Nel Medioevo, dal momento che le colonie di murici sulle coste della Palestina e dell’Egitto erano in via di estinzione, si dovette ripiegare sul chermes, estratto dall’insetto cocciniglia essiccato e schiacciato. Anche se la chimica del colore rosso iniziò presto a svilupparsi, la raccolta dei materiali e la fabbricazione restavano laboriose e costose; ne valeva però la pena, perché il risultato era un colore splendido e resistente. Le differenze di rosso erano date dalla materia da cui lo si ricavava, e questo influiva sul prezzo e sulla luminosità: la gente più povera portava una colorazione meno splendente, mentre la più ricca indossava abiti di un rosso più acceso.
Rosso, potere e religione
A partire dal XIII secolo il papa e i cardinali iniziarono a vestire di rosso. Nello stesso periodo, però, sui quadri si dipingevano diavoli rossi e nei romanzi i cavalieri demoniaci erano rossi: questa ambiguità venne accettata senza problemi. I riformisti protestanti consideravano invece il rosso immorale e sinonimo della perversa Roma, e ritenevano indispensabile che ogni buon cristiano bandisse questo colore. A partire dal XVI secolo gli uomini smisero di vestirsi di rosso, eccetto i cardinali e alcuni ordini cavallereschi. Negli ambienti cattolici le donne potevano indossarlo, mentre il blu diventava un colore maschile perché più discreto, invertendo così le abitudini medievali: nel Medioevo, dopo il XII secolo, le donne vestivano di azzurro come la Vergine e gli uomini di rosso, segno di potere e di guerra.

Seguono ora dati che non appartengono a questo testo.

PR #11753, opened 2021-04-29
YamlCreate small tweaks

OfficialEsco:
+ WinGet validate will run after the manifest have been created, updated and new locale is created
+ Added Natural sorting so it actually picks the last version
+ Tags can now be Cross-Platform instead of having to be Cross Platform

-----

###### Microsoft Reviewers: [Open in CodeFlow](https://portal.fabricbot.ms/api/codeflow?pullrequest=https://github.com/microsoft/winget-pkgs/pull/11753)

### DIFF
--- a/Tools/YamlCreate.ps1
+++ b/Tools/YamlCreate.ps1
@@ -200,9 +200,9 @@ Function Read-WinGet-InstallerValues {
         $architecture = Read-Host -Prompt 'Architecture' | TrimString
     }
 
-    while ($InstallerType -notin @('exe', 'msi', 'msix', 'inno', 'nullsoft', 'appx', 'wix', 'zip')) {
+    while ($InstallerType -notin @('exe', 'msi', 'msix', 'inno', 'nullsoft', 'appx', 'wix', 'zip', 'burn', 'pwa')) {
         Write-Host
-        Write-Host -ForegroundColor 'Green' -Object '[Required] Enter the InstallerType. For example: exe, msi, msix, inno, nullsoft'
+        Write-Host -ForegroundColor 'Green' -Object '[Required] Enter the InstallerType. For example: exe, msi, msix, inno, nullsoft, appx, wix, burn, pwa, zip'
         $InstallerType = Read-Host -Prompt 'InstallerType' | TrimString
     }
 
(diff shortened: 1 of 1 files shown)


jedieaston:
This is unrelated to these changes specifically (I can open an issue if you want to deal with this in your next PR), but when I run the script under PowerShell 5.1, `Out-File -Path $LocaleManifestPath -Encoding 'UTF8'` fails with an error that -Path isn't a valid argument. 

Is there a good way to refactor the script to keep compatibility or shall we add a check to ensure the user is running it using PowerShell Core?

OfficialEsco:
> PowerShell 5.1, `Out-File -Path $LocaleManifestPath -Encoding 'UTF8'` fails with an error that -Path isn't a valid argument.

Oke... The inconsistencies between Powershell 5 and Powershell Core/7 is starting to piss me off..
I believe this can be solved by not having -Path?

Thank you for testing :))

OfficialEsco:
Why does
`New-Variable -Name "FileExtensions" -Value ($FileExtensions.Split("- ").Trim()[1..257] -join ", ") -Scope Script -Force` break it
and not
`New-Variable -Name "FileExtensions" -Value ($FileExtensions.Split("-").Trim()[1..257] -join ", ") -Scope Script -Force` ????

OfficialEsco:
Hey @jedieaston please quality check it now :)
APPARENTLY Powershell 5 `-split` and `.split` works differently.

Tools/YamlCreate.ps1
```diff
@@ -141,7 +148,8 @@ Function Read-PreviousWinGet-Manifest {
                     $regex = '(?ms)Tags:(.+?):'
                     $FetchTags = [regex]::Matches($OldManifestText,$regex) | foreach {$_.groups[1].value }
                     $Tags = $FetchTags.Substring(0, $FetchTags.LastIndexOf(' '))
-                    New-Variable -Name "Tags" -Value ($Tags.Split("-").Trim()[1..100] -join ", ") -Scope Script -Force
+                    $Tags = $Tags -Split '- '
+                    New-Variable -Name "Tags" -Value ($Tags.Trim()[1..100] -join ", ") -Scope Script -Force
```
palenshus, line 152: only 16 tags allowed

palenshus (dismissed):

Tools/YamlCreate.ps1
OfficialEsco: Alright alright, fair play

palenshus (approved):

denelon (approved):

SteveL-MSFT:
@OfficialEsco regarding `Out-File` differences, `-FilePath` is the original parameter in WinPS 5.1, but for PowerShell 7, we took a community PR to give it a `-Path` alias to the same parameter to make it consistent with other cmdlets that have a `-Path`.  We don't backport changes to WinPS5.1 except for security fixes.

As for `-split` vs `.split()` the latter is the .NET method which takes a string whereas `-split` the operator takes a regex.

Un’altra ambivalenza fu l’usanza, fino al XIX secolo, del vestito da sposa rosso come simbolo dell’amore divino e, allo stesso tempo, l’obbligo per le prostitute di portare un copricapo rosso come simbolo dell’amore carnale, che le rendeva facilmente identificabili in strada. Non va dimenticata l’usanza di porre lanterne rosse sulla porta dei bordelli, da cui la denominazione di quartiere a luci rosse. Il rosso divenne anche il colore della toga dei giudici e dei guanti e del cappuccio del boia, oltre ad aver sempre rappresentato il colore della guerra: fino al XIX secolo molte uniformi militari erano rosse.

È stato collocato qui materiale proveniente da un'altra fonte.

PR #13613, opened 2021-05-21
Renamed 7zip.7zipAlpha 21.02 alpha to 21.02-alpha

OfficialEsco:

-----

###### Microsoft Reviewers: [Open in CodeFlow](https://portal.fabricbot.ms/api/codeflow?pullrequest=https://github.com/microsoft/winget-pkgs/pull/13613)


JiiPee74:
```
Name          Id                  Version     Available       Source
--------------------------------------------------------------------
7-Zip - Alpha 7zip.7zipAlpha      21.02 alpha 21.02-alpha     winget
```

Why was version changed? Now it shows up all a time that there is new upgrade because version does not match.

OfficialEsco:
Because previous manifest versions was that way which made the real version not appear as the latest version, feel like it should indeed be changed back..

JiiPee74:
> Because previous manifest versions was that way which made the real version not appear as the latest version, feel like it should indeed be changed back..

Real version has different name and different id so I don't think that alpha should conflict with it? Issue is that version string in manifest is "21.02-alpha" when reported version string is "21.02-alpha"

PR #15174, opened 2021-05-31
PortugueseGovernment.AutenticacaoGov version 3.5.4272

Touratica:

-----

###### Microsoft Reviewers: [Open in CodeFlow](https://portal.fabricbot.ms/api/codeflow?pullrequest=https://github.com/microsoft/winget-pkgs/pull/15174)


Touratica:
It worked for me...

Touratica:
Everything was working when I tried locally.

denelon:
@Touratica this error usually occurs either when there is some kind of UI required by the installer to complete, or the UI pops up due to dependencies.

Touratica:
I've checked on a Windows Sandbox, it seems to be because it prompts if I'd like to install a device software. It's impossible to get around these, right?
image

denelon:
Yes, that's the current state of the system. We either need to support dependencies so we could install the right ones, and the installer wouldn't prompt, or we would need to support the ability to "prefer" silent installers so we can start allowing "interactive only" installers in the community repository.

Touratica:
It's not possible to add this program to the repository yet, due to always prompting the user, even when using the silent installer.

Il rosso nelle culture orientali
Nell’Antica Cina il rosso era il colore sacro della dinastia Chou (1050-256 a.C.) e, allora come in epoche successive, fu il colore simbolo di felicità e di vitalità. Oggi in Cina è un colore portafortuna e, nell’ambito del significato dei colori, viene associato alla gioia e alla ricchezza. Questa lettura positiva mostra come il significato del rosso non sia universale ma profondamente legato al contesto culturale in cui viene interpretato.
Domande frequenti
Qual è il significato del colore rosso in psicologia?

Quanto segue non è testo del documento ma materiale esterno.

PR #15270, opened 2021-05-31
Using the version as used by publisher Adobe

Master-Guy:
Moving from version 2021.001.20155 to 21.001.20155 as Adobe is also numbering their versions, so that winget installs the correct version. No actual update happened, so the file hashes are still the same. Just reflecting the correct version in this git.

-----

###### Microsoft Reviewers: [Open in CodeFlow](https://portal.fabricbot.ms/api/codeflow?pullrequest=https://github.com/microsoft/winget-pkgs/pull/15270)


Master-Guy:
The reported error seems incorrect?

``` One or more errors occurred. (The pull request contains more than one manifest. Either singleton or multi file manifest under one version directory.) The pull request contains more than one manifest. Either singleton or multi file manifest under one version directory.```

After the push, all "old" versions are removed, and only a single new version is uploaded. This new version consists of the already existing files where only the version number has been changed, and the directory name has been changed to match the version number.

Is this part of the "version 1.0" manifest change, where it all collapsed into a single file?

OfficialEsco:
Ahhhh yeeeah i noticed this and was going to fix it, but i think this is a job for @ItzLevvie

So are you trying to Update ONE version or Delete multiple and Update ONE version?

In psicologia il rosso è associato alle emozioni intense: passione, amore, aggressività, energia. Gli psicologi del profondo lo collegano alla vita emotiva e lo considerano un colore ambiguo, capace di evocare sia sentimenti positivi sia stati di allarme e pericolo.
Perché il rosso viene usato così tanto nel marketing?
Perché evoca calore e vicinanza, attira l’attenzione e stimola l’appetito. Per questo compare su insegne, packaging e pubblicità, ed è particolarmente diffuso nel settore della ristorazione, dove favorisce eccitazione ed energia.
Perché il rosso ha sia significati positivi sia negativi?
Perché fin dall’antichità è un colore ambiguo: rappresenta l’amore e la passione ma anche il sangue, il peccato e il pericolo. Le fiabe, la religione e la storia mostrano questa doppia valenza, accettata da sempre senza contraddizioni.
Il significato del rosso è uguale in tutte le culture?
No. In Occidente prevale la doppia valenza tra amore e pericolo, mentre in Cina il rosso è soprattutto simbolo di felicità, vitalità e fortuna. Il significato dipende quindi dal contesto culturale.